Although, through our previous research, we already had a good overview and insight into the scale of the snakebite situation in Kajiado county, it was still striking how much a part of daily life the snakebite issue was for the community. There was no pause when sharing how much snakebite affected members of this community, how much fear and misery it caused and how precarious it felt to live among snakes, especially when no one in the community knows how to prevent snakebites or how to act when faced with a snake or a bite. The moment one participant started sharing his personal experiences of being a victim of a snakebite, the floodgates opened to a myriad of enthralling and relevant engagements. Many questions were asked – and perspectives shared – around first aid methods and local beliefs and practices around interacting with snakes. The participants also appreciated the opportunity to learn more about these animals, which are an essential part of the eco-system. As teachers, there was an energy around how they – as agents of change – could use this knowledge to make a difference in the life of the children they teach.  

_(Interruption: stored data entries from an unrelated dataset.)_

PR #418, opened 2023-08-25
fix: getScheduledExecutions(...) should be able to return executions with unresolved tasks

kagkarlsson:
If the `SchedulerClient` is instantiated with no _known tasks_, it currently does not find any executions since the client will not be able to resolve the task and will therefore filter them out. 

This PR **changes the behavior** of `getScheduledExecution()`, `getScheduledExecutions()` to also return unresolved executions, and additionally adds options in `ScheduledExecutionsFilter` to enable controlling whether or not to include them.


kagkarlsson:
🎉 This issue has been resolved in `v12.5.0` ([Release Notes](https://github.com/kagkarlsson/db-scheduler/releases/tag/v12.5.0))

PR #430, opened 2023-10-14
feat: spring-boot: introduce DbSchedulerStopper

### LINKED ISSUE #423: Provide DbSchedulerStopper to control the shutdown of the Scheduler
Hi,

This issue is probably similar to #419, but I would like to ask for a more specific means to control the shutdown.

Currently there is already a _DbSchedulerStarter_ bean definition (which can be "overriden") to control when exactly the _Scheduler_ instance will be started. The shutdown, on the other hand, is not configurable and is perfomed by the _destroyMethod_ at the bean definition within _DbSchedulerAutoConfiguration_. The only possibility to control the shutdown behaviour is by "overriding" the whole bean definition in a configuration class before the _DbSchedulerAutoConfiguration_ and delegating the creation:

```
@ConditionalOnBean(DataSource.class)
@ConditionalOnMissingBean
@DependsOnDatabaseInitialization
@Bean
public Scheduler scheduler(DbSchedulerCustomizer customizer, StatsRegistry registry) {
  return new DbSchedulerAutoConfiguration(...).scheduler(customizer, registry);
}
```

This is rather ugly. It would be very nice, if we could control the shutdown of the _Scheduler_ with a component similar to the _DbSchedulerStarter_. For the _DbSchedulerStopper_ (name pending) a default implementation could react on the event for the closing of the context or something similar.

I would like to detail our motivation for this. In our architecture we have explicit start and shutdown phases, which means we have to control for various components when exactly they are started and stopped. The startup of the _Scheduler_ can easily be controlled, as we are using a _DbSchedulerStarter_ implementation which simply does nothing. For the shutdown, on the other hand, we have to rely on the code above just to "unregister" the destroy method.

## Expected Behavior

Make the shutdown behaviour configurable within a Spring context.

## Current Behavior

Within a Spring context, the shutdown is always performed due to the _destroy_ method.

## Context
- DB-Scheduler Version : 12.5.0
- Java Version : 17

evenh:
This lets the user control when the scheduler should be stopped. By default it stops the scheduler when Spring issues the ContextClosedEvent.

## Fixes
#423 

## Reminders

---
cc @kagkarlsson

### DIFF
--- a/db-scheduler-boot-starter/src/main/java/com/github/kagkarlsson/scheduler/boot/config/shutdown/ContextClosedStopper.java
+++ b/db-scheduler-boot-starter/src/main/java/com/github/kagkarlsson/scheduler/boot/config/shutdown/ContextClosedStopper.java
@@ -1,0 +1,29 @@
+/*
+ * Copyright (C) Gustav Karlsson
+ *
+ * <p>Licensed under the Apache License, Version 2.0 (the "License"); you may not use this file
+ * except in compliance with the License. You may obtain a copy of the License at
+ *
+ * <p>http://www.apache.org/licenses/LICENSE-2.0
+ *
+ * <p>Unless required by applicable law or agreed to in writing, software distributed under the
+ * License is distributed on an "AS IS" BASIS, WITHOUT WARRANTIES OR CONDITIONS OF ANY KIND, either
+ * express or implied. See the License for the specific language governing permissions and
+ * limitations under the License.
+ */
+package com.github.kagkarlsson.scheduler.boot.config.shutdown;
+
+import com.github.kagkarlsson.scheduler.Scheduler;
+import org.springframework.context.event.ContextClosedEvent;
+import org.springframework.context.event.EventListener;
+
+public class ContextClosedStopper extends AbstractSchedulerStopper {
+  public ContextClosedStopper(Scheduler scheduler) {
+    super(scheduler);
+  }
+
+  @EventListener(ContextClosedEvent.class)
+  public void whenContextIsStopped() {
+    doStop();
+  }
+}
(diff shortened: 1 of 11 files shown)


evenh:
Does this fit the requirements @nils-christian?

db-scheduler-boot-starter/src/main/java/com/github/kagkarlsson/scheduler/boot/config/shutdown/ContextClosedStopper.java
```diff
@@ -0,0 +1,29 @@
...
+public class ContextClosedStopper extends AbstractSchedulerStopper {
+  public ContextClosedStopper(Scheduler scheduler) {
+    super(scheduler);
+  }
+
+  @EventListener(ContextClosedEvent.class)
+  public void whenContextIsStopped() {
+    doStop();
+  }
+}
```
kagkarlsson, line 29: Do we know when this event fires? Is it after all beans have been "destroyed"? Are we risking that some of the dependencies of db-scheduler is shutdown before the scheduler? 🤔

pom.xml
```diff
@@ -268,15 +268,15 @@
...
 						<includes>
 							<include>src/main/java/**/*.java</include> <!-- Check application code -->
 							<include>src/test/java/**/*.java</include> <!-- Check application tests code -->
 						</includes>
 						<googleJavaFormat>
-							<version>1.16.0</version>
+							<version>1.18.1</version>
 							<style>GOOGLE</style>
 						</googleJavaFormat>
 						<importOrder />
```
kagkarlsson, line 282: Thanks! 😄

ChristianCiach:
I've added a related comment at https://github.com/kagkarlsson/db-scheduler/issues/423#issuecomment-1930674047

PR #461, opened 2024-01-30
fix: Timestamp fixes for Oracle, MySQL and MariaDB

kagkarlsson:
* **BREAKING CHANGE:** Since **MySQL** and **MariaDB** does not have a datatype for storing timestamps with time zones, start defaulting to storing them in UTC to avoid issues with DST
* **BREAKING CHANGE:** Change **Oracle** schema to use a datatype that supports time zones


kagkarlsson:
This branch's PR was already halfway merged. See #471 for new PR.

On the second day of the trip, we visited three schools in the surrounding area to share prevention and first aid messages and educational materials with schoolchildren. It came as no surprise that these children were also all too familiar with the dangers of snakebites and how it affects their communities. Despite the unpleasant experiences and stories shared with them by others, they were eager to learn more about snakes and curious to read about Alika and Jabari’s unexpected encounter with Safiya the snake, the characters of the comic book Safiya’s 8 Secrets. Having worked closely with local Kenyan designers to create the comic book, it was a joy to see that the children absolutely loved reading the adventures of the two kids who meet Safiya the snake and unravel together, one by one, eight life-saving snakebite prevention tips.

There are many clichés that emphasise the power of knowledge – but there aren’t many situations where they hold true as much as with teaching children about snakes and snakebites, especially when this knowledge is otherwise lacking. In snakebite endemic regions, knowing about the types of snakes that we live alongside, what measures we could take to prevent a snakebite, and how to respond if bitten, can mean the difference between life and death. Small changes in behaviour through educating and empowering communities can enable people to start live safely and in harmony alongside snakes.

We wholeheartedly hope to be able to scale up this pivotal and much needed programme to many other communities where it can make a difference.

“We believe this initiative will help the county government plus the national government to intervene, and help our community members who are vulnerable to snakebite. [..] We are here, our children are happy, our teachers are also very happy and we believe this knowledge will be extended to the other members of the community.”- Teacher, Kajiado.